== BRIEF ==
The full set of entries below is to be returned unchanged.

== DATA UNDER STUDY ==
=== Begin Enclosure ===

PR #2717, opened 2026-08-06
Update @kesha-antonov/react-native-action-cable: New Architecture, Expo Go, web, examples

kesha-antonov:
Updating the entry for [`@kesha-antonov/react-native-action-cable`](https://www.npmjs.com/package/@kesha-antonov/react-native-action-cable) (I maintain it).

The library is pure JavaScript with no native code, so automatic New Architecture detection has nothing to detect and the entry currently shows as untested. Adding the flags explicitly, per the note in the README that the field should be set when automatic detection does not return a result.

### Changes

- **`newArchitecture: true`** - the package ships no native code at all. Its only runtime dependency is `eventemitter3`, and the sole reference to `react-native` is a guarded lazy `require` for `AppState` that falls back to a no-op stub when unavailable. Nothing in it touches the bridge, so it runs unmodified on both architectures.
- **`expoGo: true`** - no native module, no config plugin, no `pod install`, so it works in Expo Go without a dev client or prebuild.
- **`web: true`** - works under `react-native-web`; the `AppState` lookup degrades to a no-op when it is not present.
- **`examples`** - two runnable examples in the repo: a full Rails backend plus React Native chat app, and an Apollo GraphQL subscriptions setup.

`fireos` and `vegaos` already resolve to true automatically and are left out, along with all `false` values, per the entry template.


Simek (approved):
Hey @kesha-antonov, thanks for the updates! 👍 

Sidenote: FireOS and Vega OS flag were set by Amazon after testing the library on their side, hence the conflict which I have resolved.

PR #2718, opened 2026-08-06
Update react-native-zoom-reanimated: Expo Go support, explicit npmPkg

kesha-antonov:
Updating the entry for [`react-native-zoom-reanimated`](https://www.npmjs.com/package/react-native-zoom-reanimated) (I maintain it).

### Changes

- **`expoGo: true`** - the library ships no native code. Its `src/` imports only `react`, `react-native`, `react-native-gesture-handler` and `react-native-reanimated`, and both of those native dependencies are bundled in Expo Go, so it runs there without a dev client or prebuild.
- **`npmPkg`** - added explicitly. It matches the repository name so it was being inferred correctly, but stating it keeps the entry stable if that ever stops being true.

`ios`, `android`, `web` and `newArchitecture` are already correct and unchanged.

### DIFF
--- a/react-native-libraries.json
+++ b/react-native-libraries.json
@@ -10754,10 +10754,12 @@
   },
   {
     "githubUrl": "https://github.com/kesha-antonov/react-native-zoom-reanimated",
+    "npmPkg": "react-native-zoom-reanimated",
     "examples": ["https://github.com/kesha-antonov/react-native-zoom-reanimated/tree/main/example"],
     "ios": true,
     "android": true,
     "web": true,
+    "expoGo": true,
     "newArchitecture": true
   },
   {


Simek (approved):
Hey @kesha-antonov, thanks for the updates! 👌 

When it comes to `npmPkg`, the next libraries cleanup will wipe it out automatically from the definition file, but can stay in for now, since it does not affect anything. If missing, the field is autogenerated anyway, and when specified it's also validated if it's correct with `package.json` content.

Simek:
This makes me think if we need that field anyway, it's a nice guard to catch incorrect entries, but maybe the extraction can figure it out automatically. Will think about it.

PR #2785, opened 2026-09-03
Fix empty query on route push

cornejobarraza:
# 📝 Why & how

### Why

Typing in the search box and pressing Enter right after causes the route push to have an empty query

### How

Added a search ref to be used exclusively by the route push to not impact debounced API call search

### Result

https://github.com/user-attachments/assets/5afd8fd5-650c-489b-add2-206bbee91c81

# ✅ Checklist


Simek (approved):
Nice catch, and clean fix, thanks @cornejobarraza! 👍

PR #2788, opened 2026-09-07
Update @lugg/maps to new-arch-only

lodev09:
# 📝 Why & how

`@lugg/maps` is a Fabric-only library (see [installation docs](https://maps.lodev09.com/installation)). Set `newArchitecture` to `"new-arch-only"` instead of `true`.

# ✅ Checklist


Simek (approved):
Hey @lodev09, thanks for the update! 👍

=== End Enclosure ===

== WRITTEN SOLUTION ==
PR #2717, opened 2026-08-06
Update @kesha-antonov/react-native-action-cable: New Architecture, Expo Go, web, examples

kesha-antonov:
Updating the entry for [`@kesha-antonov/react-native-action-cable`](https://www.npmjs.com/package/@kesha-antonov/react-native-action-cable) (I maintain it).

The library is pure JavaScript with no native code, so automatic New Architecture detection has nothing to detect and the entry currently shows as untested. Adding the flags explicitly, per the note in the README that the field should be set when automatic detection does not return a result.

### Changes

- **`newArchitecture: true`** - the package ships no native code at all. Its only runtime dependency is `eventemitter3`, and the sole reference to `react-native` is a guarded lazy `require` for `AppState` that falls back to a no-op stub when unavailable. Nothing in it touches the bridge, so it runs unmodified on both architectures.
- **`expoGo: true`** - no native module, no config plugin, no `pod install`, so it works in Expo Go without a dev client or prebuild.
- **`web: true`** - works under `react-native-web`; the `AppState` lookup degrades to a no-op when it is not present.
- **`examples`** - two runnable examples in the repo: a full Rails backend plus React Native chat app, and an Apollo GraphQL subscriptions setup.

`fireos` and `vegaos` already resolve to true automatically and are left out, along with all `false` values, per the entry template.


Simek (approved):
Hey @kesha-antonov, thanks for the updates! 👍 

Sidenote: FireOS and Vega OS flag were set by Amazon after testing the library on their side, hence the conflict which I have resolved.

PR #2718, opened 2026-08-06
Update react-native-zoom-reanimated: Expo Go support, explicit npmPkg

kesha-antonov:
Updating the entry for [`react-native-zoom-reanimated`](https://www.npmjs.com/package/react-native-zoom-reanimated) (I maintain it).

### Changes

- **`expoGo: true`** - the library ships no native code. Its `src/` imports only `react`, `react-native`, `react-native-gesture-handler` and `react-native-reanimated`, and both of those native dependencies are bundled in Expo Go, so it runs there without a dev client or prebuild.
- **`npmPkg`** - added explicitly. It matches the repository name so it was being inferred correctly, but stating it keeps the entry stable if that ever stops being true.

`ios`, `android`, `web` and `newArchitecture` are already correct and unchanged.

### DIFF
--- a/react-native-libraries.json
+++ b/react-native-libraries.json
@@ -10754,10 +10754,12 @@
   },
   {
     "githubUrl": "https://github.com/kesha-antonov/react-native-zoom-reanimated",
+    "npmPkg": "react-native-zoom-reanimated",
     "examples": ["https://github.com/kesha-antonov/react-native-zoom-reanimated/tree/main/example"],
     "ios": true,
     "android": true,
     "web": true,
+    "expoGo": true,
     "newArchitecture": true
   },
   {


Simek (approved):
Hey @kesha-antonov, thanks for the updates! 👌 

When it comes to `npmPkg`, the next libraries cleanup will wipe it out automatically from the definition file, but can stay in for now, since it does not affect anything. If missing, the field is autogenerated anyway, and when specified it's also validated if it's correct with `package.json` content.

Simek:
This makes me think if we need that field anyway, it's a nice guard to catch incorrect entries, but maybe the extraction can figure it out automatically. Will think about it.

PR #2785, opened 2026-09-03
Fix empty query on route push

cornejobarraza:
# 📝 Why & how

### Why

Typing in the search box and pressing Enter right after causes the route push to have an empty query

### How

Added a search ref to be used exclusively by the route push to not impact debounced API call search

### Result

https://github.com/user-attachments/assets/5afd8fd5-650c-489b-add2-206bbee91c81

# ✅ Checklist


Simek (approved):
Nice catch, and clean fix, thanks @cornejobarraza! 👍

PR #2788, opened 2026-09-07
Update @lugg/maps to new-arch-only

lodev09:
# 📝 Why & how

`@lugg/maps` is a Fabric-only library (see [installation docs](https://maps.lodev09.com/installation)). Set `newArchitecture` to `"new-arch-only"` instead of `true`.

# ✅ Checklist


Simek (approved):
Hey @lodev09, thanks for the update! 👍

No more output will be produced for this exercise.